QUESTION PRESENTED
You asked us to determine if claimants, minors A~ and S~, would be able to inherit
from C~ (NH) pursuant to West Virginia intestacy law, and thus entitled to surviving
child’s insurance benefits on the record of the NH when the NH’s parental rights were
terminated with respect to the claimants prior to his death?
CONCLUSION
We believe that West Virginia law would not recognize a parent-child relationship
between the NH and the claimant following the termination of the NH’s parental rights,
and thus does not allow the claimants to inherit from the NH through intestacy. Therefore,
we believe that the claimants are not entitled to surviving child’s insurance benefits
on NH’s record.
BACKGROUND
On January XX, 2011, the Circuit Court of C~ County, West Virginia issued a final
Dispositional Hearing Order (Order) permanently terminating the parental rights of
NH with respect to the claimants. The NH’s parental rights were involuntarily terminated
pursuant to West Virginia’s Child Welfare Act on the grounds of abuse and neglect.

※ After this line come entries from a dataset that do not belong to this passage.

Issue #7238, opened 2026-09-03
Improve performance of interactions in the metadata editor


BartChris:
**Is your feature request related to a problem? Please describe.**
Especially when structuring large digital objects, adding e.g. chapters to a book via the metadata editor sometimes takes multiple seconds, especially applying a new "docstruct"

<img width="649" height="371" alt="Image" src="https://github.com/user-attachments/assets/765d6aa9-57a0-43bf-b38d-f59d8c656c8c" />

Large objects also take long to open up in the editor initially.

I timed a lot of structuring operations and also initially opening the editor. When structuring the document the runtime is not dominated by Java logic but by rendering. And the problem with rendering is not the logical tree but the gallery.

Having hundreds of thumbnails on the page forces JSF to render a lot of primefaces components on load. The same applies for structuring a doc, because when adding a page to the chapter the gallery tree has to be consolidated. After the action the whole chunk of pages in the "unstructured" section, which might contain 800 pages, gets rerendered, which takes seconds.

This all comes down to rerendering the gallery (`galleryWrapperPanel`), when updating the structure.

https://github.com/kitodo/kitodo-production/blob/dc7bb2d029c45e8b99d962cea88f83a732cc28a3/Kitodo/src/main/webapp/WEB-INF/templates/includes/metadataEditor/dialogs/addDocStrucType.xhtml#L205-L218

In case of mostly unstructured documents, restricting the update command down to

```xml
 update="logicalTree
          imagePreviewForm:structuredPages"
```
brings massive performance improvements, but is of course no option because the gallery panel is out of sync.

The fact that large documents take very long to open in the editor has basically the same reason: Huge rendering tasks in the gallery.

In a test with approximately 800 media items, updating the gallery produced a 2.7 MB JSF partial response. Approximately 2.2 MB of that response consisted solely of the unstructured media list. The underlying Java methods responsible for rebuilding the gallery model took only tens of milliseconds, while rendering the corresponding JSF component tree took seconds. This suggests that reducing the number of rendered/updated thumbnail components is likely to provide substantially larger gains than optimizing the backing Java logic.

This is why i think making substantial performance improvements at both fronts would come down to bringing down rendering costs. I am not sure whether a large thumbnail list would benefit from not being rendered as primefaces components with massive overhead(?) and whether we should rely on more plain HTML here (if this would even be possible)

[...]

PR #7240, opened 2026-09-04
Improve metadata editor gallery performance for large processes

BartChris:
Addresses https://github.com/kitodo/kitodo-production/issues/7238

This Pull Request tries to optimize the performance of the metadata editor with regard to initialization and interaction. I noticed that when structuring large documents there is a large delay to initialize the editor and doing structuring often suffers from slow interactions. While working on that i also stumbled over the discussions and optimizations already done on that topic (https://github.com/kitodo/kitodo-production/discussions/5010) and i agree with the assessment that the current software stack limits the possible optimizations.

While profiling the editor i noticed that many of the performance problems can be explained by large rendering times. This led me to the conclusion that the huge number of components inside the editor makes patterns problematic which are usually the standard solution.

I noticed the following things and adressed them in my changes:

1.  Complex EL expressions have a significant overhead when compared to precalculating the necessary values in Java. 
2. We can make more use of caching and lookup maps to improve the performance of the Java code.
3. Components like `<p:graphicImage>` are a nice convenience, but have a lot of overhead when hundreds of them are rendered. 
4. Repeated work and unnecessarily broad rebuilding or rerendering become very expensive for large documents. Operations should therefore only update the parts of the editor whose state actually changed.

In more detail:

1. While logging runtime it became apparent that EL expressions with function call like `#{DataEditorForm.consecutivePagesSelected()` have a considerable effect on runtime. In therefore extended the data model of `GalleryMediaContent` to precalculate those values before rendering and store them on the view model. This avoid the repeated evaluation of more expensive expressions.

2. Rendering time can also be reduced by using lookup maps. One example is `mediaByPhysicalDivision`, which is built together with the media list and then reused while constructing the gallery stripes. Previously, the corresponding `GalleryMediaContent` was found by repeatedly scanning the complete media list for every View. The lookup map replaces these repeated linear searches with direct access by PhysicalDivision.

3. Huge numbers of PrimeFaces components can slow down rendering. Plain html tags can be rendered faster. I therefore replaced the  `<p:graphicImage>` component for every thumbnail with an ``-tag. This improves performance but has some drawbacks.
One problem is that we have to provide the image with the correct URL ourselves and cannot rely on PrimeFaces doing parts of the work behind the scenes. This means that the image URL now has to be prepared explicitly. 

PrimeFaces normally creates this dynamic resource URL internally while rendering <p:graphicImage>. This URL points back to the application and is associated with the EL expression that provides the dynamic content. In our case this expression is `#{mediaProvider.previewData}`. The code backing this expression then provides the dynamic content when thebrowser retreives the image.

This mechanism is described here:

https://primefaces.github.io/primefaces/13_0_0/#/core/dynamiccontent
Also see:
https://jsfcorner.blogspot.com/2012/11/advanced-primefaces-graphic-image.html

https://stackoverflow.com/a/54984985

 The new implementation uses the same DynamicContentSrcBuilder mechanism once to create the base URL, appends the thumbnail-specific parameters in Java and stores the resulting URL in GalleryMediaContent. The  tag can then use this prepared URL directly.

```java
private String buildPreviewBaseUrl(FacesContext context) {
        ValueExpression expression = context.getApplication()
            .getExpressionFactory()
            .createValueExpression(
                context.getELContext(),
                "#{mediaProvider.previewData}",
                Object.class);

        return DynamicContentSrcBuilder.buildStreaming(
            context,
            null,
            expression,
            true);
}
```

Parts of the implementation, especially around the PrimeFaces dynamic resource URL generation, were developed with the help of AI. The resulting code was reviewed, tested and profiled as part of this change.. While a lot of stuff can still be optimized i already achieved a significantly better startup time. (See videos at the bottom).

Comparison with 1800 pages, most unstructured:

Main:

https://github.com/user-attachments/assets/545ff241-24d0-43f9-9744-d029a564c1e7

PR:

https://github.com/user-attachments/assets/286b7280-e413-4152-933f-d388a0e9b10b


thomaslow:
@BartChris Are you still working on this PR or do you just rebase your commits with main? 

In my opinion, it is easier and more comprehensible if branches are not force-pushed as soon as other people are involved. I simply can't see what you are doing with a force push and have to re-checkout your branch to my local repository.

BartChris:
>  I simply can't see what you are doing with a force push and have to re-checkout your branch to my local repository.

No, this is ready for review, i just wanted to bring the latest changes from main in to see if everything still works. I can stop the merges from main until you have finished your review of course.

thomaslow:
@BartChris From my point of view, you don't have to stop merging with main. Just don't force-push your changes. You can still merge with main and add that as a separate commit. I would see the merge-commit and know what happened and what was changed (aka the purpose of version control systems).

BartChris:
@thomaslow I copied the practice of other committers who also do force pushes after a rebase on main. But your argument is of course a good one. cc @solth

solth:
> @BartChris From my point of view, you don't have to stop merging with main. Just don't force-push your changes. You can still merge with main and add that as a separate commit. I would see the merge-commit and know what happened and what was changed (aka the purpose of version control systems).

I think this becomes a problem when merging with new commits from `main` is mixed with rebasing against an updated `main` branch. Since most of us follow the strategy of rebasing instead of merging (to see the latests merged changes on top, no matter when the pr originated) this maybe difficult for the current pr to keep apart.

thomaslow:
> I think this becomes a problem when merging with new commits from main is mixed with rebasing against an updated main branch. Since most of us follow the strategy of rebasing instead of merging (to see the latests merged changes on top, no matter when the pr originated) this maybe difficult for the current pr to keep apart.

Ah, yes, rebasing a merge-commit might be problematic. I wasn't aware of this yet. I don't rebase very often, mostly on tiny local branches.

Kitodo/src/main/java/org/kitodo/production/forms/dataeditor/StructurePanel.java
```diff
@@ -620,6 +627,37 @@ public void show() {
...
+        this.previouslySelectedLogicalNodes = getSelectedLogicalNodes();
+        dataEditor.checkForChanges();
+    }
+
+    /**
+     * Reloads the logical structure tree.
+     *
+     * @param keepSelection whether the current logical tree selection should be restored
+     */
+    public void showLogical(boolean keepSelection) {
```
thomaslow: Why did you add these `showLogical` methods. It looks to me they are copies of the `show` methods, but without updating the physical tree. In "combined" mode, there is no physical tree and updating it should not have any impact on performance. To me, it looks like this change just adds additional duplicate code. Are you sure this change is necessary?

Kitodo/src/main/java/org/kitodo/production/forms/dataeditor/GalleryPanel.java
```diff
@@ -417,8 +428,72 @@ private void updateMedia() {
      */
     public void updateStripes() {
         updateMedia();
+
         stripes = new ArrayList<>();
         addStripesRecursive(dataEditor.getWorkpiece().getLogicalStructure());
+
+        updateSelectionState();
+
+        boolean discontinuous = !dataEditor.consecutivePagesSelected();
```
thomaslow: I understand that calling `DataEditorForm::consecutivePagesSelected()` multiple times from various places might negatively affect performance, because it calculates this information again and again, especially for large selections. 

However, I don't really agree with the way this information is now distributed to every single `GalleryMediaContent` instance. From an object oriented point of view, it feels wrong to say `media.setDiscontinuous(true/false)`. The media itself is not discontinuous. The selection state is discontinuous. Wouldn't it be easier to refactor `DataEditorForm::consecutivePagesSelected()` to a class property that is only updated if the selection state is changed? This way, other calls to it would also benefit from better performance, not only the GalleryPanel.

Kitodo/src/main/java/org/kitodo/production/forms/dataeditor/GalleryPanel.java
```diff
@@ -540,16 +613,42 @@ private GalleryMediaContent buildGalleryMediaContent(View view, String stripeTre
...
+            mediaContentType,
+            view,
+            canonical,
+            Objects.nonNull(previewMediaVariant) ? previewMediaVariant.getMimeType() : null,
+            resourceListUri,
+            Objects.nonNull(mediaViewMediaVariant) ? mediaViewMediaVariant.getMimeType() : null,
+            resourceMediaViewUri,
+            treeNodeId);
+
+        setPreviewUrlSupplier(media);
```
thomaslow: Why do you set the property `previewUrlSupplier` of `media` directly after its constructor via an additional private setter method. This seems convoluted. Could you not just have added the `previewUrlSupplier` to the constructor above?

Kitodo/src/main/java/org/kitodo/production/forms/dataeditor/GalleryStripe.java
```diff
@@ -115,4 +120,17 @@ public LogicalDivision getStructure() {
     public String getLogicalTreeNodeId() {
         return logicalTreeNodeId;
     }
+
+    public boolean isSelected(String mediaId) {
```
thomaslow: Public methods should have JavaDoc. Also, the name of the method `isSelected` feels wrong here. A method called `GalleryStripe::isSelected` implies to me, that this is related to the selection state of the gallery stripe. I would call this method `isMediaSelected`.

Kitodo/src/main/java/org/kitodo/production/forms/dataeditor/StructurePanel.java
```diff
@@ -149,6 +150,12 @@ public class StructurePanel implements Serializable {
      */
     private boolean showHierarchyLevel = false;
 
+    /**
+     * Tracks the physical division instances already added while rebuilding the physical structure.
+     * An identity-based set is used because PhysicalDivision has mutable structural equality/hash state.
+     */
+    private Set<PhysicalDivision> addedPhysicalDivisions;
```
thomaslow: I would prefer if this set is not added as a class property, but kept as a local variable in `preserveLogicalAndPhysical` and passed as parameter to `preserveLogicalAndPhysicalRecursive`. 

It doesn't need to be a class property here and having it as class property means that it could be re-used somehow in other unrelated methods introducing some kind of side-effects. I generally prefer code that keeps all of its different aspects as tight together as possible (similar to functional-style programming).

Kitodo/src/main/webapp/WEB-INF/templates/includes/metadataEditor/partials/media-list-content.xhtml
```diff
@@ -14,39 +14,46 @@
...
+                    #{msgs.image} #{media.shortId}, #{msgs.page} #{media.orderlabel}
+                </span>
+            </ui:fragment>
+        </div>
+
     </ui:fragment>
 
-    <ui:fragment rendered="#{isPreviewTooltip}">
-        <p:outputPanel id="mediaListImageTooltipTrigger" class="mediaListImageTooltipTrigger thumbnail-overlay">
-            <h:panelGroup>
```
thomaslow, line 44: Did you really see a performance improvement replacing `h:panelGroup` with a `span`?

Kitodo/src/main/webapp/WEB-INF/templates/includes/metadataEditor/gallery.xhtml
```diff
@@ -157,12 +156,17 @@
...
                                     </p:panel>
-                                    <!-- add one last drop area after the last page in a stripe -->
-                                    <ui:fragment rendered="#{editImages and DataEditorForm.galleryPanel.stripes.getFirst().medias.size() ne 0 and DataEditorForm.galleryPanel.stripes.getFirst().medias.size() - 1 eq currentMedia.rowIndex}">
-                                        <p:panel id="unstructuredPageLastDropArea"
-                                                 styleClass="page-drop-area"/>
-                                    </ui:fragment>
                                 </p:dataList>
+
+                                <!-- Render once instead of checking every row. -->
+                                <ui:fragment rendered="#{
```
thomaslow: This change makes sense from a logical perspective, but it doesn't seem to work. I don't have a drop area at the end of the unstructured images stripe any more.

thomaslow (changes requested):
Your PR seems to work and significantly improve performance of the metadata editor. These are my measurements (based on the initial HTTP request, not actual loading time of the full UI):

- opening a large process (with 2000 images) has improved from 5.59 to 2.21 seconds
- selecting a gallery image has improved from 3.3 to 0.4 seconds
- adding a new structure element has improved from 6.37 seconds to 1.75 seconds
- opening the context menu (right click) has improved from 3.1 seconds to 0.38 seconds

These are very good results and certainly not easy to achieve considering the code complexity of the metadata editor.

As you can see from my code suggestions, I think some parts of your changes are not ideal and could be improved. In general, I think performance improvements often lead to more complicated code, because things that are otherwise easy to calculate in a nice clean function suddenly needs to be split up into additional cache state that needs to be updated in various scenarios and so on. I also realize that this is not a PR intended to refactor the metadata editor and improve its code quality. 

I have tested basic functions, like adding a new structure elements and drag-and-drop, but not everything. Maybe there are scenarios that I missed.

@BartChris Did you check and/or consider the "extended mode" (separate logical and physical tree visualization)? It seems to work for me, but again, it is very time-consuming to test every single function and scenario of the metadata editor.

I haven't really checked the implications of replacing `p:graphicImage` with a simple `img` tag. Images are shown and it seems that the same image URLs are generated. But I don't know whether there are other aspects that are consider by PrimeFaces with `p:graphicImage`, e.g., in terms of security or caching.

@BartChris Overall, I think this PR is an improvement. Please have a look whether it is possible to consider some of my suggestions with reasonable time investment, and fix the superficial things (like missing JavaDoc).

Kitodo/src/main/java/org/kitodo/production/forms/dataeditor/GalleryPanel.java
BartChris: Sounds good. I did that.

Kitodo/src/main/java/org/kitodo/production/forms/dataeditor/GalleryStripe.java
BartChris: You are right, i did that.

Kitodo/src/main/java/org/kitodo/production/forms/dataeditor/StructurePanel.java
BartChris: Good idea, i implemented that!

Kitodo/src/main/webapp/WEB-INF/templates/includes/metadataEditor/partials/media-list-content.xhtml
BartChris: At one point i experimented with over 5000 pages to challenge performance and this change might stem from that. I reverted it to do not inflate the changes.

Kitodo/src/main/webapp/WEB-INF/templates/includes/metadataEditor/gallery.xhtml
BartChris: I tried a different solution which preserves the drag and drop area.

Kitodo/src/main/java/org/kitodo/production/forms/dataeditor/StructurePanel.java
BartChris: I removed those. This also was a result from my tests with 4000 or more pages, but i think it is better to keep it out for now.

Kitodo/src/main/java/org/kitodo/production/forms/dataeditor/GalleryPanel.java
BartChris: You are right. I tried to address the modelling issue by making `isSelectionDiscontinuous()` a property of `GalleryPanel` instead. Your suggested refactoring sounds good, but I think it would require broader changes.

BartChris:
@thomaslow Thanks a lot for your extensive review and critical assesment of the code. I tried to adress most of your comments, which are as always spot on.

> @BartChris Did you check and/or consider the "extended mode" (separate logical and physical tree visualization)? It seems to work for me, but again, it is very time-consuming to test every single function and scenario of the metadata editor.

This is of course a very good point. My colleagues work exclusively in the combined structure tree and i have only looked once at the "extended mode" during the PR. It looked OK, but you are right that this should be checked more in depth. I know there is a lot of (not always obvious) feature disparity between the two modes so checking the "extendend" tree is some work, but i will do my best.

I agree that performance optimizations are a risk. So i already removed a lot of changes before which seem to bring render times down a little bit more but were not worth an even larger diff. Thanks for catching some unnecessary optimizations as weill. My hope was that some extensive testing by different people would uncover regressions

BartChris:
I currently try to validate the behaviour in the "extended" Editor mode. It looks good on first sight, but after cross-checking on main some features in general seem strange as i have never used it before.

In my tests on current `main`:
When i click "Add Element" in the physical structure it lets me insert logical elements in the physical structure

image

Changing the order of the pages on the left side is impossible. Trying it it the gallery sometimes leads to an exception:

image

(OK this seems to happen for me after first trying to move pages around in the tree on the left, which does not work. Moving in the gallery afterwards then sometimes lead to the exception).

While clicking around i was able to produce that message (i do not yet have an reproducer):

image

I am then forwarded to this error message (seems to be a consequence of `corruptDataWarning.xhtml` referencing `DataEditorForm.templateTaskId`):

https://github.com/kitodo/kitodo-production/blob/ff87578166bd38a7bb0976c30a40ba93e287986d/Kitodo/src/main/webapp/WEB-INF/templates/includes/metadataEditor/dialogs/corruptDataWarning.xhtml#L40

image

Linking elements is not possible also on main, so i do not have to test a regression here. 

Edit:

See: 

https://github.com/kitodo/kitodo-production/issues/7262
https://github.com/kitodo/kitodo-production/issues/7263

thomaslow:
I am not really an expert on how the "extended mode" is supposed to work, but I think the "physical structure" is a completely separate hierarchy, e.g. in case pages are physically stored in different folders (dt. "Mappen"). The gallery still assigns images to logical sections or chapters, the same way as in the "combined mode".

Yes, this is likely a bug in main. The "extended mode" is often forgotten, not really tested, and not used by many (if at all). And so, there are bugs.

PR #7211, opened 2026-08-27
Fix CodeQL Log-related Security Warnings

thomaslow:
This PR addresses the CodeQL security warnings:

- Insertion of sensitive information into log files
- Log Injection

Affected log statements have been removed or secured by escaping parameters.

PR #7242, opened 2026-09-08
Hide login error details from user

### LINKED ISSUE #4769: Reduce the error information in the login form to improve security
Information "user is disabled" give the attacker the information that the login is existing. So some error messages should been logged and change to more general message.

I think that mainly concerns all exceptions which are inheriting of AccountStatusException.
https://docs.spring.io/spring-security/site/docs/4.2.13.RELEASE/apidocs/org/springframework/security/authentication/AccountStatusException.html

Default security error messages in spring:
https://github.com/spring-projects/spring-security/blob/main/core/src/main/resources/org/springframework/security/messages.properties

solth:
Fixes #4769 by writing the original exception message upon login to the log files and presenting the user just with a generic "Bad credentials" message.

Bildschirmfoto 2026-09-08 um 11 31 58


henning-gerhardt (approved):
I tried this changes in the following scenarios:
1. invalid login / login did not exist
2. login with a user name from the deny list
3. login with a disabled user
4. using wrong password for an existing user

In all cases the message was "Bad credentials" in the UI and a detailed error log message was created.

For scenario 1) and 2) the log message itself was clear and useful but for 3) and 4) the log message itself is not helpful with `org.kitodo.production.forms.LoginForm - User is disabled` or `org.kitodo.production.forms.LoginForm - Bad credentials` as you did not know which login / user name was used. In bad case you will now see thousands of login tries in your login but you did not know which login was used. Maybe this can be changed in this pull request or should be opened as a follow up issue with a separate fix.

In general I will approve this changes and suggest improvement can be discussed.

Kitodo/src/main/resources/messages/errors_en.properties
```diff
@@ -116,6 +116,7 @@ errorLoadingMany=Error loading ''{0}''
 errorLoadingOne=Error loading ''{0}'' with ID {1}
 errorLoadingMetadataFile=Error loading metadata file
 ldapGroupInUse=The LDAP group is still associated with users and could not be deleted.
+loginBadCredentials=Bad credentials.
```
stweil, line 119: Technically this message is okay, but I think a more user friendly message would be better. Suggestions:

- "Invalid username or password"
- "The username or password you entered is incorrect"
- "We couldn't sign you in. Check your username and password, or reset your password."

stweil (changes requested):

solth:
> For scenario 1) and 2) the log message itself was clear and useful but for 3) and 4) the log message itself is not helpful with `org.kitodo.production.forms.LoginForm - User is disabled` or `org.kitodo.production.forms.LoginForm - Bad credentials` as you did not know which login / user name was used. In bad case you will now see thousands of login tries in your login but you did not know which login was used. Maybe this can be changed in this pull request or should be opened as a follow up issue with a separate fix.

Yes, I agree that the detailed log message may not be very useful when it does not contain the actual username entered. I wasn't sure, though, if it was better to add it or if that would count as "Insertion of sensitive information into log files", which was one of the security issue reported by CodeQL and resolved by @thomaslow (see #7211)...

Kitodo/src/main/resources/messages/errors_en.properties
solth: I updated the message according to your suggestion.

henning-gerhardt:
@solth : In the other two scenarios the user name will get logged too only in this two mentioned scenarios the user name is missing.

henning-gerhardt:
Both not so helpful messages (`User is disabled` and `Bad credentials`) are created inside the spring security framework. This would take a bigger change (I think so) than needed here in this pull request. This change - if wanted / needed - should be done in a separate pull request.

solth:
> Both not so helpful messages (`User is disabled` and `Bad credentials`) are created inside the spring security framework. This would take a bigger change (I think so) than needed here in this pull request. This change - if wanted / needed - should be done in a separate pull request.

Alright, sounds good. I just found a relatively simple way to add the required information to the log message, but I will open a separate pull request for that then!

Although the Order appears to continue the NH’s child support obligations to his other
biological children with a different biological mother, the Order does not continue
the NH’s child support obligations to the claimants. The Order also awards physical
and legal care, custody, and control of the claimants to their biological mother,
J~. On August XX, 2016, the NH died in his state of domicile, West Virginia.
On September XX, 2016, the claimants’ biological mother, J~, filed an application
on the record of the NH for surviving child’s benefits on behalf of the claimants.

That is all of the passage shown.